WORK ITEM
Below are records; transcribe only the line with "- Update from C-style to pragma once" and those after it, through the last line, without any change.

(TASK INPUTS Opens)

PR #15251, opened 2021-08-20
Update include guards

Broxzier:
- Update from C-style to pragma once
- Add missing include guard to ui.h


tupaschoal (approved):
Nice! Does this remove the remainder of the include guards that were not `#pragma once`?

Broxzier:
@tupaschoal I think so, but I'm not 100% sure that I got all of them.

(TASK INPUTS Closes)

COMPLETED EXERCISE
- Update from C-style to pragma once
- Add missing include guard to ui.h


tupaschoal (approved):
Nice! Does this remove the remainder of the include guards that were not `#pragma once`?

Broxzier:
@tupaschoal I think so, but I'm not 100% sure that I got all of them.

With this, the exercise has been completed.